On Tue, 25 Feb 2003, Bruce Lilly wrote:
This contention utterly baffles me.  Please explain.

Mark can certainly speak for himself, but my interpretation of
what he wrote is that NNTP could choose to use the bracketing
as a way around the lack of general quoting...

Note omitted context:  the "contention" to which I was referring was
"doesn't belong in the header format specification", not "possible to
define this [bracketing] as a quoting rule".  I'm a bit skeptical of the
latter, but it's the former -- the assertion that a constraint crucial to
news interoperability has no place in the standard -- that I find bizarre.

I wouldn't want to see the issue put in a separate document.
It is part and parcel of the definition of a msg-id...
And certainly the definition of msg-id -- including any length
limit -- should apply uniformly with one possible exception...

I concur completely.  (And for those who don't read Usefor, it is *not*
common for Bruce and I to agree on something.)

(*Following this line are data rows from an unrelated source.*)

PR #988, opened 2026-05-16
fix(pdf): eliminate unconditional image decompression pass

### LINKED ISSUE #985: bug: populate_images_from_pdfium` ignores `max_images_per_page` cap (regression of #789)
### Description

# Bug: `populate_images_from_pdfium` ignores `max_images_per_page` cap (regression of #789)

**Kreuzberg version:** 4.9.6 (still reproducible — also seen in 4.9.3 and 4.9.4)
**Related closed issues:**
- [#766](https://github.com/kreuzberg-dev/kreuzberg/issues/766) — first attempt at fixing extract_bytes hangs
- [#789](https://github.com/kreuzberg-dev/kreuzberg/issues/789) — second attempt, **closed completed 2026-04-26**, added the `max_images_per_page` field to `ImageExtractionConfig`

**Severity:** High — `extract_bytes` still hangs (and is killed only by an external wall-clock timeout) on PDFs with many image objects per page, despite the cap field added by #789.

## Summary

The `max_images_per_page` cap introduced by #789 limits which images are
included in chunk data — that part works. But the decoder loop in
`populate_images_from_pdfium()` (pipeline.rs) still iterates **every** image
object on each page and calls `get_processed_image()` on it, regardless of the
cap. On PDFs where a single visual diagram is stored as hundreds or thousands
of tiny image fragments (Adobe InDesign / Acrobat exports, custom-font CMaps),
this turns each page into a multi-minute hot loop.

The cap therefore acts as a memory-saver (chunks stay small) but not as a
CPU-saver — the expensive part of image extraction still runs. The
`extraction_timeout_secs` cancellation token is only checked between pages,
not between images, so it can't interrupt the hot loop either.

## Reproduction

common pattern: dense pages of small vector diagrams stored
as individual image objects. 

Sample public PDFs that exhibit the same pattern (publisher-hosted, freely
downloadable, same family of installation manuals):
- `https://www.intergas-verwarming.nl/app/uploads/2018/01/Installatiehandleiding-Kombi-kompakt-HR-88147804.pdf` (15 MB)

### Stage 1: cap is applied to chunk data, but positions are still collected

In `bridge.rs`, `objects_to_page_data()` (around line 543):

```rust
if max_images_per_page.is_some_and(|cap| page_image_count >= cap) {
    capped = true;
    *image_offset += 1;      // offset still incremented
    page_image_count += 1;
    continue;                 // skips adding to segments, but...
}
```

The `ImagePosition` entries are built from the `image_offset` counter. Even
though the segment data is skipped, the offset advances. Later,
`extract_heuristic_segments()` returns `all_image_positions` containing
positions for ALL images, including those beyond the cap.

### Stage 4b: all positions are decoded

In `pipeline.rs`, `populate_images_from_pdfium()` (around line 2688) receives
the full `all_image_positions` vector and iterates every page object calling
`get_processed_image()`:

```rust
for obj in page.objects().iter() {
    if let Some(image_obj) = obj.as_image_object() {
        let global_idx = first_idx_on_page + current_image;
        if indices_set.contains(&global_idx)
            && let Ok(dynamic_image) = image_obj.get_processed_image(document)
        {
            // decode → rgba → PNG encode for EVERY matched position
        }
        current_image += 1;
    }
}
```

## Suggested fix

Two independent issues; either alone is a meaningful improvement, together
they fully resolve the hang. Both live in the existing PDF extraction
pipeline — no new public API, no new dependencies.

### Fix 1 — Apply `max_images_per_page` to the decoder loop too

**Where (source of truth):** `crates/kreuzberg/src/pdf/extraction/bridge.rs`,
function `objects_to_page_data()`, around the cap-check branch (~line 543).
This is where the cap is already consulted for chunk-data; the same branch
needs to skip the `ImagePosition` push.

Today:

```rust
if max_images_per_page.is_some_and(|cap| page_image_count >= cap) {
    capped = true;
    *image_offset += 1;      // offset still increments → position is later emitted
    page_image_count += 1;
    continue;                 // skips chunk segment data only
}
```

Proposed:

```rust
if max_images_per_page.is_some_and(|cap| page_image_count >= cap) {
    capped = true;
    page_image_count += 1;
    // Do NOT increment image_offset and do NOT push an ImagePosition;
    // populate_images_from_pdfium then has no work to do for this image.
    continue;
}
```

**Where (alternative point of enforcement):**
`crates/kreuzberg/src/pdf/extraction/pipeline.rs`,
`populate_images_from_pdfium()` (~line 2688). Filter
`all_image_positions` upfront to drop indices beyond the per-page cap before
the per-object loop runs. This is downstream of the source of truth but
cheap if the bridge-side change is non-trivial:

```rust
let positions: Vec<&ImagePosition> = all_image_positions
    .iter()
    .scan((0usize, 0usize), |(prev_page, count), pos| {
        if pos.page_number != *prev_page {
            *prev_page = pos.page_number;
            *count = 0;
        }
        *count += 1;
        Some((*count, pos))
    })
    .filter(|(count_on_page, _)| {
        max_images_per_page.map_or(true, |cap| *count_on_page as u32 <= cap)
    })
    .map(|(_, pos)| pos)
    .collect();
```

This single change alone reduces CPU time on the test files from minutes to
seconds and makes the new field added by #789 effective for the actual hang
it was meant to fix.

### Fix 2 — Check cancellation between individual images, not just between pages

**Where:** same file, `crates/kreuzberg/src/pdf/extraction/pipeline.rs`,
`populate_images_from_pdfium()`. The current cancel check is at the page
boundary (~line 2715):

```rust
for page in pages {
    if cancel_token.is_some_and(|t| t.is_cancelled()) {
        // skip remaining pages — but not the rest of THIS page
    }
    for obj in page.objects().iter() {
        if let Some(image_obj) = obj.as_image_object() {
            let _ = image_obj.get_processed_image(document); // 1–2s per call
        }
    }
}
```

Proposed — add the same check inside the per-object loop:

```rust
for page in pages {
    if cancel_token.is_some_and(|t| t.is_cancelled()) {
        break;
    }
    for obj in page.objects().iter() {
        if cancel_token.is_some_and(|t| t.is_cancelled()) {
            break;
        }
        if let Some(image_obj) = obj.as_image_object() {
            let _ = image_obj.get_processed_image(document);
        }
    }
}
```

`CancellationToken::is_cancelled()` is a cheap atomic load, so per-image
polling is essentially free relative to the 1–2 s `get_processed_image()`
call it gates. This makes `extraction_timeout_secs` actually enforce its
contract on pathological PDFs and is independent of the cap fix above.

### Optional follow-up — make `inject_placeholders` independent of the decoder hot loop

A separate but related ergonomic gap: today the only way to safely opt
out of the decoder loop is to set **both** `images: None` (or
`extract_images: false`) **and** `inject_placeholders: false`. If a caller
asks for placeholders but disables image extraction, the placeholder path
still triggers the same hot loop — that's surprising and worth either
documenting or short-circuiting in
`populate_images_from_pdfium()`: when `extract_images` is false, do not
decode; emit position-only placeholders directly. Out of scope for this
issue but worth flagging while the file is open.

### Steps to reproduce

-

```text

```

kh3rld:
Fixes #985. All review items from both review rounds are now addressed.

**Root cause:** `extract_image_positions` called `doc.doc.extract_images(page_idx)` unconditionally on every page — even when `extract_images=false` — triggering full image decompression before returning. PDFs with many embedded images caused multi-minute hangs for text-only callers.

**Fix summary:**
- Remove `extract_image_positions` entirely. Positions derived from `(img.page_number, img.image_index)` off what `extract_images_with_data` already returns — no second decompression pass.
- Gate `extract_images_with_data` behind `images_extraction_enabled || ocr_inline_images` in `extraction.rs` — text-only extraction never enters the decompression path.
- Add `max_images_per_page == Some(0)` short-circuit at the top of `extract_images_with_data` — zero-cap returns immediately without calling `extract_images()`.
- For positive caps, enumerate the page XObject resource dictionary and stop decompressing after `limit` images (`extract_n_images_from_xobject_resources`). Inline images (`BI`/`EI` operators) fall back to the eager path with `.take(limit)` as a safety guard; full inline-image support tracked in #989.
- Add `cancel_token: Option<&CancellationToken>` checked at the top of the page loop so `extraction_timeout_secs` can interrupt multi-page extraction between pages.
- Remove dead `PoolError::LockPoisoned` — `parking_lot::Mutex` never poisons; `acquire()` and `clear()` are now infallible.

**alef.toml changes (prerequisite, not new features):** The `alef_version` bump to 0.16.71 and the type-exclusion additions (`HwpxExtractor`, `CacheStats`, `OcrBackend`/`register_ocr_backend`/`unregister_ocr_backend`, `process_images_with_ocr`) are required to make `alef generate` complete cleanly. These types caused type-collision and unsupported-type build errors in the FFI and WASM codegen targets. Without excluding them, `alef generate` would fail, making it impossible to commit a fresh alef regen. They are not independent feature additions; they are the prerequisite for the freshness check to pass.

**Review items addressed:**
1. `extract_image_positions` removed; `extract_images_with_data` gated in `extraction.rs:105` — confirmed fixed.
2. Positions derived from the already-extracted `images` vec — no second decompression pass.
3. `max_images_per_page == Some(0)` short-circuits before `extract_images()`. For positive caps, XObject decompression is now bounded at `limit` via resource-dict enumeration; inline images use `.take(limit)` fallback (#989).
4. `PoolError::LockPoisoned` removed; `acquire()` returns infallible `PoolGuard<T>`.
5. `alef_version` corrected to 0.16.71 (was accidentally set to 0.16.32); `alef generate` run — confirmed `lib.rs`/`index.d.ts` match alef output; 26 stale generated files pruned.
6. Added `test_no_decompression_trace_when_images_disabled`: installs a `tracing_subscriber` layer filtered to `kreuzberg::pdf::oxide::images`, runs text-only extraction, and asserts the `decompression_started` event is never emitted — direct structural proof the function was not called.

**Tests:**
- `test_cancellation_stops_extraction_early` — pre-cancelled token returns empty vec immediately
- `test_max_images_per_page_cap_respected_in_output` — cap respected in returned images
- `test_no_images_returned_when_extraction_disabled_on_dense_pdf` — no decompression when disabled
- `test_image_positions_consistent_with_image_data` — image_index uniqueness + orphaned-placeholder detection
- `test_no_decompression_when_images_disabled` — output-based: text-only returns `images: None`
- `test_no_decompression_trace_when_images_disabled` — trace-span: `decompression_started` event absent during text-only extraction

### DIFF
--- a/CHANGELOG.md
+++ b/CHANGELOG.md
@@ -46,6 +46,32 @@ and this project adheres to [Semantic Versioning](https://semver.org/spec/v2.0.0
   Only legitimate WASM/Rust platform-imposed skips remain (7× WASM-async,
   1× Rust-missing-file-path).
 
+### Fixed (#985 pdf image extraction hang)
+
+- **PDF image extraction hang on dense pages (#985)**: `extract_image_positions`
+  previously ran a full decompression pass over every page unconditionally — even
+  when `extract_images=false` — causing multi-minute hangs on PDFs with many image
+  objects per page (e.g. InDesign/Acrobat exports). The pre-pass is eliminated;
+  image positions are now derived from the capped extraction result, so the
+  decompression path is skipped entirely when images are not requested. Also adds
+  cancellation-token support inside `extract_images_with_data` so
+  `extraction_timeout_secs` can interrupt multi-page extraction between pages, and
+  inside the inline-OCR image loop so a timeout can interrupt per-image OCR.
+
+  `max_images_per_page` now bounds decompression for XObject images: the pdf_oxide
+  backend enumerates the page XObject resource dictionary and stops decompressing
+  after `limit` images, avoiding the eager cost of `extract_images()` for images
+  beyond the cap. Inline images (`BI`/`EI` content-stream operators) fall back to
+  the eager path with a `.take(limit)` guard; full inline-image support is tracked
+  in #989.
+
+- **`kreuzberg::utils::pool` API simplified**: `Pool::acquire()` is now infallible
+  — it returns `PoolGuard<T>` directly instead of `Result<PoolGuard<T>, PoolError>`.
+  `PoolError` is removed. `parking_lot::Mutex` cannot poison, so the `Result`
+  wrapper was dead code. `Pool`, `PoolGuard`, `Recyclable`, `StringBufferPool`, and
+  `ByteBufferPool` are marked `#[doc(hidden)]` — they were technically reachable via
+  `kreuzberg::utils::pool` but were never part of the stable public API.
+
 ### Added
 
 - **`kreuzberg` crate root**: plugin_api surface (`list_*`, `clear_*`, `register_*`,
--- a/crates/kreuzberg/src/core/batch_optimizations.rs
+++ b/crates/kreuzberg/src/core/batch_optimizations.rs
@@ -18,7 +18,6 @@
 
 use crate::utils::pool::{ByteBufferPool, StringBufferPool, create_byte_buffer_pool, create_string_buffer_pool};
 use crate::utils::pool_sizing::PoolSizeHint;
-use crate::{KreuzbergError, Result};
 use parking_lot::Mutex;
 use std::sync::Arc;
 use std::sync::atomic::{AtomicBool, Ordering};
@@ -221,20 +220,13 @@ impl BatchProcessor {
     ///
     /// Useful for memory-constrained environments or to reclaim memory
     /// after processing large batches.
-    pub fn clear_pools(&self) -> Result<()> {
-        let pool_opt = self.string_pool.lock();
-        if let Some(pool) = pool_opt.as_ref() {
-            pool.clear()
-                .map_err(|e| KreuzbergError::Other(format!("string pool error: {}", e)))?;
+    pub fn clear_pools(&self) {
+        if let Some(pool) = self.string_pool.lock().as_ref() {
+            pool.clear();
         }
-
-        let pool_opt = self.byte_pool.lock();
-        if let Some(pool) = pool_opt.as_ref() {
-            pool.clear()
-                .map_err(|e| KreuzbergError::Other(format!("byte pool error: {}", e)))?;
+        if let Some(pool) = self.byte_pool.lock().as_ref() {
+            pool.clear();
         }
-
-        Ok(())
     }
 }
 
@@ -276,12 +268,12 @@ mod tests {
         let pool = processor.string_pool();
 
         {
-            let mut s = pool.acquire().unwrap();
+            let mut s = pool.acquire();
             s.push_str("test");
         }
 
         {
-            let s = pool.acquire().unwrap();
+            let s = pool.acquire();
             assert_eq!(s.len(), 0);
         }
     }
@@ -292,12 +284,12 @@ mod tests {
         let pool = processor.byte_pool();
 
         {
-            let mut buf = pool.acquire().unwrap();
+            let mut buf = pool.acquire();
             buf.extend_from_slice(b"test");
         }
 
         {
-            let buf = pool.acquire().unwrap();
+            let buf = pool.acquire();
             assert_eq!(buf.len(), 0);
         }
     }
@@ -306,8 +298,8 @@ mod tests {
     fn test_batch_processor_clear_pools() {
         let processor = BatchProcessor::new();
 
-        let s1 = processor.string_pool().acquire().unwrap();
-        let s2 = processor.byte_pool().acquire().unwrap();
+        let s1 = processor.string_pool().acquire();
+        let s2 = processor.byte_pool().acquire();
 
         drop(s1);
         drop(s2);
@@ -315,7 +307,7 @@ mod tests {
         assert!(processor.string_pool_size() > 0);
         assert!(processor.byte_pool_size() > 0);
 
-        processor.clear_pools().unwrap();
+        processor.clear_pools();
 
         assert_eq!(processor.string_pool_size(), 0);
         assert_eq!(processor.byte_pool_size(), 0);
--- a/crates/kreuzberg/src/extractors/pdf/extraction.rs
+++ b/crates/kreuzberg/src/extractors/pdf/extraction.rs
@@ -92,15 +92,8 @@ pub(crate) fn extract_all_from_oxide_document(
         None
     };
 
-    // --- Image positions for assembly pipeline ---
-    let image_positions = crate::pdf::oxide::images::extract_image_positions(&mut doc).map_err(|e| {
-        crate::error::KreuzbergError::Parsing {
-            message: format!("pdf_oxide image position extraction failed: {e}"),
-            source: None,
-        }
-    })?;
-
     // --- Extracted images (data + OCR) ---
+    // Positions are derived from extracted data — no separate decompression pass needed.
     let images_extraction_enabled = config.images.as_ref().map(|c| c.extract_images).unwrap_or(false)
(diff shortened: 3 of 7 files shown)


Goldziher (changes requested):
The title says "eliminate unconditional image decompression" but `extract_image_positions` in `crates/kreuzberg/src/pdf/oxide/images.rs` still calls `doc.doc.extract_images(page_idx)` unconditionally for every page (see `extraction.rs` around line 95). For the common text-only extraction path this decompresses every embedded image for no reason — i.e. the bug from #985 is not fixed.

Concrete asks before this can merge:
1. When `images_extraction_enabled || ocr_inline_images`, derive `image_positions` from the already-extracted `images` vec instead of calling `extract_image_positions` separately — otherwise `extract_images` runs twice per page.
2. When images are *not* needed, skip `extract_image_positions` entirely (gate behind `needs_structured && inject_placeholders`).
3. The `max_images_per_page` cap is applied via `.take(count)` *after* `extract_images` has already decompressed the full set; either request a `count_images(page_idx)` from `pdf_oxide` or stop reading the iterator early before decompression.
4. `PoolError::LockPoisoned` in `crates/kreuzberg/src/utils/pool.rs` is unreachable with `parking_lot::Mutex` — drop the `Result` wrapper from `acquire()`/`clear()` so callers stop writing dead error-handling arms.
5. CI: 13 failing checks (Lint, Rust macos/arm, iOS cargo check, 8 E2E). The alef-generated `crates/kreuzberg-wasm/src/lib.rs` and `crates/kreuzberg-node/index.d.ts` look hand-touched in this PR — if so, restore them and re-run `alef generate`.
6. Regression test missing: add a fixture asserting that text-only extraction of a PDF with embedded images does not trigger image decompression (measure via a counter or trace span).

Goldziher:
Re-reviewed and confirming @Goldziher's `CHANGES_REQUESTED` is still blocking. Specifically:

1. **The bug from #985 is not fixed.** `extract_image_positions` in `crates/kreuzberg/src/pdf/oxide/images.rs` still calls `doc.doc.extract_images(page_idx)` unconditionally for every page (called from `extraction.rs` ~L95). Text-only extraction still decompresses every embedded image. Gate this call behind `images_extraction_enabled || (needs_structured && inject_placeholders)`.

2. **Duplicate decompression.** When images *are* needed, derive `image_positions` from the already-extracted `images` vec instead of calling `extract_image_positions` separately. Currently `extract_images` runs twice per page.

3. **`max_images_per_page` is applied too late.** `.take(count)` runs *after* the iterator has already decompressed the full set. Either expose `count_images(page_idx)` from `pdf_oxide` or stop reading the iterator before decompression.

4. **`PoolError::LockPoisoned` is unreachable** with `parking_lot::Mutex` — drop the `Result` wrapper from `acquire()` / `clear()` in `crates/kreuzberg/src/utils/pool.rs` so callers stop carrying dead error-handling arms.

5. **alef-generated artifacts in the diff.** `crates/kreuzberg-wasm/src/lib.rs` and `crates/kreuzberg-node/index.d.ts` appear hand-touched. If intentional, that means the next `alef generate` will overwrite them; restore + run `alef generate` instead.

6. **No regression test for the no-images-needed path.** Add a fixture / counter / trace-span assertion that confirms text-only extraction of a PDF with embedded images does *not* trigger image decompression — that's the property #985 wants protected against future regressions.

Also: CI shows the `monitoring::tests::test_snapshot_collection` Rust-arm flake (preexisting on main) — that one can be ignored. The rest of the failing E2Es match the current main baseline.

Once 1–6 are addressed and CI is re-run, this can land.

Goldziher (approved):

Goldziher:
Finish up and merge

...I would point out that none of RFCs 822, 850,
or 1036 mentioned any sort of message-id upper length limit...
...So it appears that we are now considering
introducing a formal limit lower than the inherent limit of
997 octets because those explicit cautions were disregarded.
OK, let's not fix the blame, let's fix the problem.

There is no particular difficulty fixing the blame:  it's my fault.
I either introduced it or failed to fix it -- I no longer remember the
exact history of the particular bits of code -- when I overhauled the
dbz indexing package, extensively used in news software, circa 1990.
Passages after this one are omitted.